Problem statement:
Using the material below, print the line that contains "PR #1008, opened 2026-06-08", the line that contains "--- a/src/export/digitalPlanning/schemas/application/schema.json", and every line in between, exactly and nothing else.

Records for the exercise:
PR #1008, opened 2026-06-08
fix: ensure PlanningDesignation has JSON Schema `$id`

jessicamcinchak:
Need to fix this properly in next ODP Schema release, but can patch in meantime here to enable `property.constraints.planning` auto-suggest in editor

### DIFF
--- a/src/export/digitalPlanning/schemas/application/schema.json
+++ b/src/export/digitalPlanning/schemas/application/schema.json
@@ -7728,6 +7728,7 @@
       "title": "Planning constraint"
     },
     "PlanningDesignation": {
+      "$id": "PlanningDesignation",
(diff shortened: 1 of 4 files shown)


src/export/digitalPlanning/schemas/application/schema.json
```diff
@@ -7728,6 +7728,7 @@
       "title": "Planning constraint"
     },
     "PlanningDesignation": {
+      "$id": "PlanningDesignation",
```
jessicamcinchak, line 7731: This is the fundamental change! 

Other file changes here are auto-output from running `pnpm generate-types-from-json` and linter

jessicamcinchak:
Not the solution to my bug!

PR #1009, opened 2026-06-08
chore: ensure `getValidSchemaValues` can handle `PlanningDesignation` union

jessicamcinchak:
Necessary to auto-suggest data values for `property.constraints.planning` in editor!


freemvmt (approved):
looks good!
--
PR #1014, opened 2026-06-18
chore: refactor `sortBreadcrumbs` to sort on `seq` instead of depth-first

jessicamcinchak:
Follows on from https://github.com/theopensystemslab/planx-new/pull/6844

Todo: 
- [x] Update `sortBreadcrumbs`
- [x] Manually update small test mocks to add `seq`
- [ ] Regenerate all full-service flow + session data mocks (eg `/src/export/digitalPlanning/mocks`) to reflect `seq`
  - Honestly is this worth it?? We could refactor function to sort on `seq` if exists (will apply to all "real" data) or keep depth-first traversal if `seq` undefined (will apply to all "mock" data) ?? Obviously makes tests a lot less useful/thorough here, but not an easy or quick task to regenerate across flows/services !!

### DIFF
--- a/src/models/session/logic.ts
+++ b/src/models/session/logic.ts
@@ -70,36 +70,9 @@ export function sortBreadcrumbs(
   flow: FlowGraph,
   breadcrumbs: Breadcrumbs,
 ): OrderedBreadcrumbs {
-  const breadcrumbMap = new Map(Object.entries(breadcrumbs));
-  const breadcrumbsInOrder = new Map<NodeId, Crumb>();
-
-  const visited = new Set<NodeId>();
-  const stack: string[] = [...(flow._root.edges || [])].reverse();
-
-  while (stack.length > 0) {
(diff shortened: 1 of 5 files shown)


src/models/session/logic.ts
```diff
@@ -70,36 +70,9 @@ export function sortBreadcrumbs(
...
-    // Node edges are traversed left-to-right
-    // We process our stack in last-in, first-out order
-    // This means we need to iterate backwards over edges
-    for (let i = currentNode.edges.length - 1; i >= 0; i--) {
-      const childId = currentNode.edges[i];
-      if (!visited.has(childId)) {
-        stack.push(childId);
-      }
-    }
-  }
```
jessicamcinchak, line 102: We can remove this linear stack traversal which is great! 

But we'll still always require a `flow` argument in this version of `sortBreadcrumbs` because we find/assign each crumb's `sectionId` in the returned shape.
==
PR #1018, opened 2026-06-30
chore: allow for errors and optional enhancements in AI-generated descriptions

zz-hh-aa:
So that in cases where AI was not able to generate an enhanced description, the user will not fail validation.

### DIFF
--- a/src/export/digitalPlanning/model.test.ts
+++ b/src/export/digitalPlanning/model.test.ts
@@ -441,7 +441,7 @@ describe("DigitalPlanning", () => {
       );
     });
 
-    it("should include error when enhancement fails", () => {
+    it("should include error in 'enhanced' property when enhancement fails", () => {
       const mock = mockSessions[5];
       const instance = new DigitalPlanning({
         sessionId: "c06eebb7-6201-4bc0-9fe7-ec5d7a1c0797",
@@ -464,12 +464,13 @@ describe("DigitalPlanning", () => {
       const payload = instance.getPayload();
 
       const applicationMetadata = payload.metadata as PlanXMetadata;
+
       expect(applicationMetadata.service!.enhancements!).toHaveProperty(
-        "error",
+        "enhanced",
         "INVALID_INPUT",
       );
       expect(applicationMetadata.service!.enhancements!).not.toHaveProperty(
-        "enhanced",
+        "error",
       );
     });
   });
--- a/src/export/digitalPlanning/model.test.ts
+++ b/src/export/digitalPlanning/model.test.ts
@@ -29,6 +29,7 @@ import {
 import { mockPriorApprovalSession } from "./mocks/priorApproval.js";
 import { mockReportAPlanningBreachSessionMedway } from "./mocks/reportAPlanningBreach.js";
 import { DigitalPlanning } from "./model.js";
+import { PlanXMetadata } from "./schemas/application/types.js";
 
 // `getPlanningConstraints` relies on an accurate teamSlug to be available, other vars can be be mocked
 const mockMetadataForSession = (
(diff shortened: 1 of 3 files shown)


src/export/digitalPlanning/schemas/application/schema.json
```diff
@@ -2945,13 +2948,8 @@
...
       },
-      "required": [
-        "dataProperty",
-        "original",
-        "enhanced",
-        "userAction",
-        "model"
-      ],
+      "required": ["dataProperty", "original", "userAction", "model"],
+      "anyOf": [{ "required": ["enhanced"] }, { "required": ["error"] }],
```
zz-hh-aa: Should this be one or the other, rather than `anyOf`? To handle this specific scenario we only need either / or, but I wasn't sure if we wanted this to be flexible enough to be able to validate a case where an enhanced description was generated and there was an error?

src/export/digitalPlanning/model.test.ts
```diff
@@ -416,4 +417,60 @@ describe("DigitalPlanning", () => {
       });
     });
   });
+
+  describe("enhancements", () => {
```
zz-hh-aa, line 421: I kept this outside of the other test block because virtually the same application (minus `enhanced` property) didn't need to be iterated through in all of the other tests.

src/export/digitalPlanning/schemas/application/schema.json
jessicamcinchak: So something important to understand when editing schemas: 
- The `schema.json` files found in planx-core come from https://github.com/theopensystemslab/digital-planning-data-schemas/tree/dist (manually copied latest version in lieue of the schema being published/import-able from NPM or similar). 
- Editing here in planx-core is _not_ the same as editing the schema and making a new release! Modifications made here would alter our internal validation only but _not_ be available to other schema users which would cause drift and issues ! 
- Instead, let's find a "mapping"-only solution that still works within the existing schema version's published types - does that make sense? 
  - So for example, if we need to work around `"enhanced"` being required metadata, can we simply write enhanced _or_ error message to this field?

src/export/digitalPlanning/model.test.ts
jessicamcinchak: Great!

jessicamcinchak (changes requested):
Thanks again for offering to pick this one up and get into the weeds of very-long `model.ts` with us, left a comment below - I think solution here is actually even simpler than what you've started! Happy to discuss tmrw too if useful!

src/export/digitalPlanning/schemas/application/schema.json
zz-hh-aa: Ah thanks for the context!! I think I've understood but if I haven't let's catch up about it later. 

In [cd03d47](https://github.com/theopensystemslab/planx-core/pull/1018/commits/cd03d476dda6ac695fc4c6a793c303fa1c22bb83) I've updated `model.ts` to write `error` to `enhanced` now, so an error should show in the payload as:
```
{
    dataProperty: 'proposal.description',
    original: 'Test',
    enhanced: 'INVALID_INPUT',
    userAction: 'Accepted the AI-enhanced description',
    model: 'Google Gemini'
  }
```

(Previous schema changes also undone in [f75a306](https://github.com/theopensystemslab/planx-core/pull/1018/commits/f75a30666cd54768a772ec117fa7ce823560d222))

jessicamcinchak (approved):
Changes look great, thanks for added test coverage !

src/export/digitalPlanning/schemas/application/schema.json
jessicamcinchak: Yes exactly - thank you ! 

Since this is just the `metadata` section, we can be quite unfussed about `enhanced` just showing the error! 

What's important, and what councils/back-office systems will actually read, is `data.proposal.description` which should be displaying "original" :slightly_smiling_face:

Answer box:
PR #1008, opened 2026-06-08
fix: ensure PlanningDesignation has JSON Schema `$id`

jessicamcinchak:
Need to fix this properly in next ODP Schema release, but can patch in meantime here to enable `property.constraints.planning` auto-suggest in editor

### DIFF
--- a/src/export/digitalPlanning/schemas/application/schema.json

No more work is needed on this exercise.